Data items
• • • •
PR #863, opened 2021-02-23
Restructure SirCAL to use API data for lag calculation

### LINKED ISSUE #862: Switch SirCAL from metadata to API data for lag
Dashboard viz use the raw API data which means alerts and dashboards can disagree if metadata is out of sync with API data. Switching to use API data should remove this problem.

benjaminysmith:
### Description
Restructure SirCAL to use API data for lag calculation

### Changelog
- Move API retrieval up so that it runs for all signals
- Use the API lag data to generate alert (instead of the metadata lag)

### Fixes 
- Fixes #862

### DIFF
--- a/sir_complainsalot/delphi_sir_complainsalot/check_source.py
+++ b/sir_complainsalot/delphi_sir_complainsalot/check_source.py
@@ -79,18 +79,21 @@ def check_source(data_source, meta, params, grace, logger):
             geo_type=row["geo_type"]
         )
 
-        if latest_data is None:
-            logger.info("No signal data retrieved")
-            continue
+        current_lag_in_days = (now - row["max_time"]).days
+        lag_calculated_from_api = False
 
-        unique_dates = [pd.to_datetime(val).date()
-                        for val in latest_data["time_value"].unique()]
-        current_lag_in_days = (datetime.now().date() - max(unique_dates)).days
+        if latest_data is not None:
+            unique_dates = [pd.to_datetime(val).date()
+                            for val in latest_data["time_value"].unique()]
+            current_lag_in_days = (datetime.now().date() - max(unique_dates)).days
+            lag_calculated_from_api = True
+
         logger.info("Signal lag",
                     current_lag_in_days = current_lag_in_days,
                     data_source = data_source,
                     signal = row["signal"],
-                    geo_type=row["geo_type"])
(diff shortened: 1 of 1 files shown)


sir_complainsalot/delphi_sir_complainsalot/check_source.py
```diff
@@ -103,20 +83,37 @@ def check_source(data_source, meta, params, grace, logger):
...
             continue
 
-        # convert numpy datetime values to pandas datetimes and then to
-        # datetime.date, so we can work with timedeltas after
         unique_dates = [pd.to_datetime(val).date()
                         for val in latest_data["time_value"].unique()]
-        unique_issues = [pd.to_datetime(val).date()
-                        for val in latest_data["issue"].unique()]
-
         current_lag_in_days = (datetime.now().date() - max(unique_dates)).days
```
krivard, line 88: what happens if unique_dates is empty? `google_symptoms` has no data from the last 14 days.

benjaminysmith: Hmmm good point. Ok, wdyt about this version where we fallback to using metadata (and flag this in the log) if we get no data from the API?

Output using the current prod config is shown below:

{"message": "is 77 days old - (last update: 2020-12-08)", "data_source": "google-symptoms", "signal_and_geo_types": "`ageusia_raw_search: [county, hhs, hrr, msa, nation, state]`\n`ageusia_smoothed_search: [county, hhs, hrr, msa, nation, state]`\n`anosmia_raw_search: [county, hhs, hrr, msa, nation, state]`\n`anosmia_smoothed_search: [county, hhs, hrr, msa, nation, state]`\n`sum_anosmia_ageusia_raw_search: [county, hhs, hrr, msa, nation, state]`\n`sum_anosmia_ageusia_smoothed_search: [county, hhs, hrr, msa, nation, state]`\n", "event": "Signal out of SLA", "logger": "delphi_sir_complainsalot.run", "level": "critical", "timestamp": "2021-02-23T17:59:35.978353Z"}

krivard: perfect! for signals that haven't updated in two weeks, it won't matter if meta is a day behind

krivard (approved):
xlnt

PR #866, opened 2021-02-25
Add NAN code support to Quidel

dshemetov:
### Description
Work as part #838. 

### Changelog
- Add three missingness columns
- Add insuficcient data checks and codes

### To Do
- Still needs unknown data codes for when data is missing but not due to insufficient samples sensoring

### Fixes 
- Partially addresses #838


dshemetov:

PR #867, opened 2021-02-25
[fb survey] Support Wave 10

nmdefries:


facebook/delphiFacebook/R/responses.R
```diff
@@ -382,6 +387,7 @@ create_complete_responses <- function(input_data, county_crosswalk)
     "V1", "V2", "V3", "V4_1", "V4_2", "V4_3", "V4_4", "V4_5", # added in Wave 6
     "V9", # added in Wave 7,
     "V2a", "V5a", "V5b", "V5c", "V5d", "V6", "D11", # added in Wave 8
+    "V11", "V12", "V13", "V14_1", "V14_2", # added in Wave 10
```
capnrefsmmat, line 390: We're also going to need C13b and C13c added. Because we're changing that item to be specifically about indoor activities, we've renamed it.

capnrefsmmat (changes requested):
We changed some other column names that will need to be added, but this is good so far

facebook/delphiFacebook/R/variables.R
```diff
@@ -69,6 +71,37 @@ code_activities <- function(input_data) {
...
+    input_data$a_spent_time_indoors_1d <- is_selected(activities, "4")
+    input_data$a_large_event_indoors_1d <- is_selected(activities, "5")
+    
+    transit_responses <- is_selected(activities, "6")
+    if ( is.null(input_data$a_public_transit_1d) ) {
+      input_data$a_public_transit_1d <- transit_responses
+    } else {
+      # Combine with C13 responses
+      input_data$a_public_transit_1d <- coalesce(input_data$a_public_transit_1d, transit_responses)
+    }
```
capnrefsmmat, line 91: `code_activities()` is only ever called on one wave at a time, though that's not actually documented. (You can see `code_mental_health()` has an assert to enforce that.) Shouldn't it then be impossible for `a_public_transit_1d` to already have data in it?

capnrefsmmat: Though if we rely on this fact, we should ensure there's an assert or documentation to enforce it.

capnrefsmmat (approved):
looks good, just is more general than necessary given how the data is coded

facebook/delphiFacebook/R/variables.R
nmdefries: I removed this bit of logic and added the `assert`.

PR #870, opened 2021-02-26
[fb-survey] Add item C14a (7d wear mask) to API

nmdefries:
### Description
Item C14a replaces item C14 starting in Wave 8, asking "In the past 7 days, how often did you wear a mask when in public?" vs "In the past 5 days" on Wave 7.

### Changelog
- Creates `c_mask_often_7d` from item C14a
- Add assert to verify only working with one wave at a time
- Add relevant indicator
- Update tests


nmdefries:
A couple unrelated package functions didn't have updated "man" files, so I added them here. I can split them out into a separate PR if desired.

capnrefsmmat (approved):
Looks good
• • • •
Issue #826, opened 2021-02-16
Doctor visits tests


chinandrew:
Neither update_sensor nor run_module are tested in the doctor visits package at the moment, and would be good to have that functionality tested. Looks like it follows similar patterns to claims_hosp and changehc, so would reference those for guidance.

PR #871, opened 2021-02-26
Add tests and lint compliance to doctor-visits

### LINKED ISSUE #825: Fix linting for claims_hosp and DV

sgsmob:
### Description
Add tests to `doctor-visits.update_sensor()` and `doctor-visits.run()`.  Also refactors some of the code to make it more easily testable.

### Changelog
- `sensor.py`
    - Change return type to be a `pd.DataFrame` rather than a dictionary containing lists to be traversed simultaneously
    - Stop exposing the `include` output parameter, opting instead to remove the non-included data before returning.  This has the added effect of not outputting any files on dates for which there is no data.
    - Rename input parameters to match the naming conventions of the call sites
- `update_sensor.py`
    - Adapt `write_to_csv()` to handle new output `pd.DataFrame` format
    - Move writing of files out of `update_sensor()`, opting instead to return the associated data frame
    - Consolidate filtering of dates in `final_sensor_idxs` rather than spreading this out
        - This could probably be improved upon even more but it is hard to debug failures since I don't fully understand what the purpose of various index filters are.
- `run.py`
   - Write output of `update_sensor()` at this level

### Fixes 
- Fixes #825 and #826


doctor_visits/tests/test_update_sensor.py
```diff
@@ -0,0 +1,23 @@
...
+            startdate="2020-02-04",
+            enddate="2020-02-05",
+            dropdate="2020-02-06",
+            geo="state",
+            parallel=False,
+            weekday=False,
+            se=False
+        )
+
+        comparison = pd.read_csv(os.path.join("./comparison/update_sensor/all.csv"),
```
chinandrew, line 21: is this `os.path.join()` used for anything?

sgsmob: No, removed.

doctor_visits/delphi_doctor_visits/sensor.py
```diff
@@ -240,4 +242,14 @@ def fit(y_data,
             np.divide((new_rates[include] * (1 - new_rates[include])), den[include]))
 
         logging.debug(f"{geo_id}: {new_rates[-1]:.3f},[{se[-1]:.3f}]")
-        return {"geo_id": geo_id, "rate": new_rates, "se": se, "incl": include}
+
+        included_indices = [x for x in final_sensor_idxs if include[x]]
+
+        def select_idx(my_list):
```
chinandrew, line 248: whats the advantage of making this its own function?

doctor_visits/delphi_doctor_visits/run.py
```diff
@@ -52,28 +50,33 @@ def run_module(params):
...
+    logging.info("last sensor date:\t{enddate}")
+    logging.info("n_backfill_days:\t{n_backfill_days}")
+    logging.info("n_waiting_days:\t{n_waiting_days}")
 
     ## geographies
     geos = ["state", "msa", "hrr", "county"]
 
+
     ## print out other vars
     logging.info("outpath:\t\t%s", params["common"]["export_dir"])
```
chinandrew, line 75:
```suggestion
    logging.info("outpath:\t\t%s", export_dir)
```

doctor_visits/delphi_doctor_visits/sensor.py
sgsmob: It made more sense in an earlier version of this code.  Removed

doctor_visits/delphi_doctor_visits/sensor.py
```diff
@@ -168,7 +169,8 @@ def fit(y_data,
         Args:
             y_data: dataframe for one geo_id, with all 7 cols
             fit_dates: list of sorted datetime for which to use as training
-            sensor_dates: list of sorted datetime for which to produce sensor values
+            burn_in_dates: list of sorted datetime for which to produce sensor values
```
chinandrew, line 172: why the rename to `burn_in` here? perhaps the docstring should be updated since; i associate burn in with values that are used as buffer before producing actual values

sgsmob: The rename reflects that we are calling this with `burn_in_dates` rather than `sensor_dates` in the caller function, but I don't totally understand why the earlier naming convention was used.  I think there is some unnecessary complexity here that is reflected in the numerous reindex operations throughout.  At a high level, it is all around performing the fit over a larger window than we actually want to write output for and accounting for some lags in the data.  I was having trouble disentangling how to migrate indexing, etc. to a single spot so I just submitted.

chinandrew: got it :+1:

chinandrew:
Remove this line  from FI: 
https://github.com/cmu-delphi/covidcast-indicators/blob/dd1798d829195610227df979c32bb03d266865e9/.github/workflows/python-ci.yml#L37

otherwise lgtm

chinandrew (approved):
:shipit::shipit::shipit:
• • • •
TO DO
Which of the lines in the data hold the string "approved"? Report each of them by copying it.

ANSWER
krivard (approved):
capnrefsmmat (approved):
capnrefsmmat (approved):
chinandrew (approved):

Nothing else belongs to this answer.